PR #1975, opened 2020-09-14
DS-198: Rename `update` to `updateLayout`

danielamorse:
## Jira

https://pegadigitalit.atlassian.net/browse/DS-198

## Summary

Rename `update` to `updateLayout` to prevent conflict with the [Lit Element's `update` method](https://lit-element.polymer-project.org/guide/lifecycle#update).

## Details

We have been using a custom method called `update` on components that need to "update" their layout when a parent component changes state. For example, when an Accordion item that contains a Carousel opens, the Accordion component calls `update` on the Carousel to tell it to resize itself.

LitElement already has a method called `update`, so I'm renaming ours to `updateLayout`. Tabs is the first component where there will be a conflict between the two. So, I'm making this change separately before including the Tabs renderer upgrade changes.

## How to test
- Checkout code locally.
- Go to Accordion demo: `/pattern-lab/patterns/40-components-accordion-40-accordion-content-variations/40-components-accordion-40-accordion-content-variations.html`
- Go to Tabs demo: `/pattern-lab/patterns/40-components-tabs-30-tabs-content/40-components-tabs-30-tabs-content.html`
- On each open the Tabs/Items that contain Accordion, Tabs, and Carousel. Verify this content renders properly and fits into the parent component as it does currently on master (or better, as in the case of Carousel inside Accordion where it fixes a bug).

### DIFF
--- a/packages/components/bolt-accordion/src/accordion.js
+++ b/packages/components/bolt-accordion/src/accordion.js
@@ -180,7 +180,7 @@ class BoltAccordion extends withContext(BoltElement) {
       const elementsToUpdate = this.querySelectorAll('[will-update]');
       if (elementsToUpdate.length) {
         elementsToUpdate.forEach(el => {
-          el.update && el.update();
+          el.updateLayout && el.updateLayout();
         });
       }
     });
--- a/packages/components/bolt-carousel/src/carousel.js
+++ b/packages/components/bolt-carousel/src/carousel.js
@@ -409,6 +409,11 @@ class BoltCarousel extends BoltElement {
     }
   }
 
+  // Public method called by Tabs and Accordion when DOM changes and Carousel needs to update
+  updateLayout() {
+    this.swiper?.update();
+  }
+
   onSlideChange() {
     this.disableSwipingIfAllSlidesAreVisible();
   }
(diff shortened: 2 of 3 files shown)


cjwhitedev (changes requested):
@danielamorse the bug you mentioned with carousel inside a tab or accordion element: do you mean that it should be showing two slides? that's the primary difference i see between this branch and master. 

if that is the intended result, then this has my approval.

danielamorse:
> do you mean that it should be showing two slides? that's the primary difference i see between this branch and master.

@cjwhitedev yep, that's one part of it. Also, you'll notice on master the carousel's pagination dots aren't showing. On master it fixes itself when you resize the window. On the feature branch, it's set up properly as soon as you open the tab/item.

cjwhitedev (approved):

remydenton (approved):
Looks good.  

I still see calls to update() [in accordion, for example](https://github.com/boltdesignsystem/bolt/blob/edb336e513ac8e033d425bdc14832848ae843749/packages/components/bolt-accordion/src/accordion.js#L54), but am assuming those are correctly calling the litElement function, not our custom layout update function.

danielamorse:
> I still see calls to update()...

Yep, there are a handful of cases where we do override the litElement [`update()` function](https://lit-element.polymer-project.org/guide/lifecycle#update). We also use the [`updated()` function](https://lit-element.polymer-project.org/guide/lifecycle#updated) which runs _after_ a prop has updated and the component has re-rendered.

Accordion is actually calling `update()` on the Handorgel (accordion plugin) instance not the renderer.

PR #1976, opened 2020-09-15
DS-45: Add missing 'wc-context' dependencies

danielamorse:
## Jira

https://pegadigitalit.atlassian.net/browse/DS-45

## Summary

Add missing `wc-context` dependency to recently converted components, including List.

## Details

Forgot to add `wc-context` as a dependency, previously import came from core, so this was missed. Adding it now.

## How to test

Review code changes, build is passing.


remydenton (approved):
Looks good, thank you @danielamorse.

PR #1979, opened 2020-09-16
DS-213 Modal Conversion

cjwhitedev:
## Jira

[https://pegadigitalit.atlassian.net/browse/DS-213](https://pegadigitalit.atlassian.net/browse/DS-213)

## Summary

Convert bolt-modal to the latest renderer.

## Details

In an attempt to resolve a race condition issue, convert modal to the newest renderer.

## How to test

To test the conversion:

- Review changes
- Test demos

>Note: The `:focus` behavior is the same as before, i.e. it still takes two tabs to focus on the close button and you still can't use `[autofocus]` to set initial focus on inner modal content. These issues will be handled in https://pegadigitalit.atlassian.net/browse/DS-149.

## Release notes

Removed `no-shadow`, `no_shadow`, `disabled`, and `slots` props from schema. `no-shadow` and `no_shadow` are included automatically by base class. `disabled` is not used. `slots` is not actually a prop, was included as way to document slot names, but does not belong in schema.


danielamorse (approved):
@cjwhitedev nice job! I'll explain a few fixes I made:
- Added contructor back in because that's the place to set initial values, like `this._noBodyScroll` ([see code](https://github.com/boltdesignsystem/bolt/pull/1979/files#diff-e9ed8b7cdeb9041e1d95511e4755cf08R36-R37)).
- Added missing keypress `bind()` method back in ([see code](https://github.com/boltdesignsystem/bolt/pull/1979/files#diff-e9ed8b7cdeb9041e1d95511e4755cf08R53)). Without it `this` is undefined in the keypress callback. The `bind()` methods previously on `show` and `hide` ([see code](https://github.com/boltdesignsystem/bolt/pull/1979/files#diff-e9ed8b7cdeb9041e1d95511e4755cf08L49-L50)) are unnecessary because those aren't used as event handler callbacks, and you were right to remove them.
- I moved a block of code from `firstUpdated()` to `rendered()` because this code needs to run every time the component updates, not just the first time ([see code](https://github.com/boltdesignsystem/bolt/pull/1979/commits/fb2edf81aaadcc2249040e8e5c6d0f310c593299#diff-e9ed8b7cdeb9041e1d95511e4755cf08R62-R66)).
- Lastly, the close button wasn't getting focus on modal open. That's because we call `focus()` before it is ready ([see code](https://github.com/boltdesignsystem/bolt/pull/1979/commits/1e418a6457cab756373066cb26a7265d42fa443c#diff-e9ed8b7cdeb9041e1d95511e4755cf08R289-R292)). More to come on this particular issue in https://pegadigitalit.atlassian.net/browse/DS-149.

colbytcook (approved):

packages/components/bolt-modal/src/modal.js
```diff
@@ -1,57 +1,44 @@
...
-      ...props.boolean,
-      ...{ default: false },
-    },
-  };
+class BoltModal extends BoltElement {
+  static schema = schema;
+
+  static get properties() {
+    return {
+      ...this.props,
```
remydenton, line 27: There are some weird things in the schema for modal.  For example, the following "advanced" props (`hidden: true` in the schema):
`no-shadow`, `no_shadow`, `disabled`

Now that we're using `...this.props`, are those getting through?

I'm also a little foggy on how `persistent_return_url` gets converted to camel case.  The library we're using doesn't show an example of underscore going to camel.  Maybe it's working anyway but just not documented? https://github.com/blakeembrey/change-case/tree/master/packages/camel-case

remydenton: Answered my own question on persistent_return_url-- looks like it gets converted successfully to camel case, even if the documentation is ambiguous about it.

noShadow appears to work the same as for other components without this in their schema.  I guess I'm still not sure what `no-shadow`, `no_shadow`, and `disabled` are doing in this component schema to begin with...

danielamorse: @remydenton good call. I removed `no-shadow`, `no_shadow`, `disabled`, and also `slots` (which should not be a prop). I verified `noShadow` works without including it in the schema because it's [included on the base class](https://github.com/boltdesignsystem/bolt/blob/master/packages/base-element/src/lib/decorators/conditional-shadow-dom.js#L12). The rest just aren't necessary and only confuse things. Removed!

PR #1980, opened 2020-09-17
DS-200: Convert UL, OL, LI to BoltElement renderer

danielamorse:
## Jira

https://pegadigitalit.atlassian.net/browse/DS-200

## Summary

Convert UL, OL, LI to BoltElement renderer.

## Details

This required some rework of all three components to avoid a race condition which appeared after upgrading to the `BoltElement` renderer. The race condition is expected given the way the components were originally written. They used `this.parentNode` to inspect the DOM around the component ([see code](https://github.com/boltdesignsystem/bolt/pull/1980/files#diff-b4e0088fd7d3cbe4bb3cf1df3f8913dcL33-L41)). Sometimes the `parentNode` would be `bolt-li`, sometimes `ssr-keep` depending upon the order the components loaded. For some reason, using the old renderer the race condition was averted, but it appeared with the upgrade and I fixed it by waiting for the closest `bolt-li` to load before proceeding ([see code](https://github.com/boltdesignsystem/bolt/pull/1980/files#diff-b4e0088fd7d3cbe4bb3cf1df3f8913dcR38)).

In the process, I also refactored out of existence the Core helper function `mapWithDepth`. It was only used on UL, OL, and LI, and it's no longer necessary. I searched on GitLab and found no usage downstream.

## How to test

- Review changes files
- Compare UL and OL demos on feature branch to those on latest release. Verify there are no regressions.

## Release notes

Removed helper function `mapWithDepth` from Bolt Core, previously only used internally on UL, OL, LI components.


mikemai2awesome (changes requested):
Probably unrelated to this PR, but can you fix the Component Name on the Unordered List doc page?

remydenton (approved):
Looks great, good find @danielamorse.

cjwhitedev (approved):
@danielamorse so glad you were able to remove a library in the process.

danielamorse:
@mikemai2awesome fixed ([see commit](https://github.com/boltdesignsystem/bolt/pull/1980/commits/f78ad3828f3455109606cfa5453b6e07558bf963#diff-d0d9522e91e4a6ee39f20b0a68b2a02cL1)). Good catch. The whole schema was actually broken.

mikemai2awesome (approved):

PR #1982, opened 2020-09-18
DS-222: Convert Table to latest renderer

cjwhitedev:
## Jira

[https://pegadigitalit.atlassian.net/browse/DS-222](https://pegadigitalit.atlassian.net/browse/DS-222)

## Summary

Convert bolt-table to the latest renderer.

## Details

Convert bolt-table to the latest renderer.

## How to test

To test the conversion:

- Review changes
- Test table demos with and without JS on


danielamorse (approved):
@cjwhitedev made a couple important changes:
- Turn off Shadow DOM ([see commit](https://github.com/boltdesignsystem/bolt/pull/1982/commits/dcb4888187e6678d8711f6d380449dc933562e0c)). `this.useShadow = false` was removed with the constructor. Turns out that is required. Table always renders to the light DOM. Otherwise, the utility classes in [this demo](https://boltdesignsystem.com/pattern-lab/?p=components-table-cell-attributes) don't work because the CSS can't pierce the Shadow DOM. Using the new renderer, the way to turn off shadow DOM completely is via a `static` variable, like we do [in Carousel](https://github.com/boltdesignsystem/bolt/blob/master/packages/components/bolt-carousel/src/carousel.js#L56). You can turn Shadow DOM off on an instance of any component via the `no-shadow` attribute, but `static` variable is a clean way to turn it off internally without reflecting the prop as an attribute in the HTML.
- Move code from `firstUpdated()` to `updated()` ([see commit](https://github.com/boltdesignsystem/bolt/pull/1982/commits/350fc09b594bf508073e241dc7269c8d633d772c)). We need this code to run every time the component changes. This is a good litmus test on each component. Change a prop, for instance add or remove the `borderless` prop via the inspector, and see what happens. In this case, it looks ok visually, but the HTML starts to get messed up. You see something like this (note the `data-attrs` attribute which needs to get cleaned up after every render, not just the first time):
```
<th scope="row" class="c-bolt-table__cell c-bolt-table__cell--header" data-attrs="scope=row|class=c-bolt-table__cell c-bolt-table__cell--header">
```

Easy to miss either of these things! But they're important. You'll likely come across this type of thing again in other components.

colbytcook (approved):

════════════════════

- **Exercise directions**
From the listing, reproduce every line where the word "should" is present.

- **Written answer**
@danielamorse the bug you mentioned with carousel inside a tab or accordion element: do you mean that it should be showing two slides? that's the primary difference i see between this branch and master. 
> do you mean that it should be showing two slides? that's the primary difference i see between this branch and master.
danielamorse: @remydenton good call. I removed `no-shadow`, `no_shadow`, `disabled`, and also `slots` (which should not be a prop). I verified `noShadow` works without including it in the schema because it's [included on the base class](https://github.com/boltdesignsystem/bolt/blob/master/packages/base-element/src/lib/decorators/conditional-shadow-dom.js#L12). The rest just aren't necessary and only confuse things. Removed!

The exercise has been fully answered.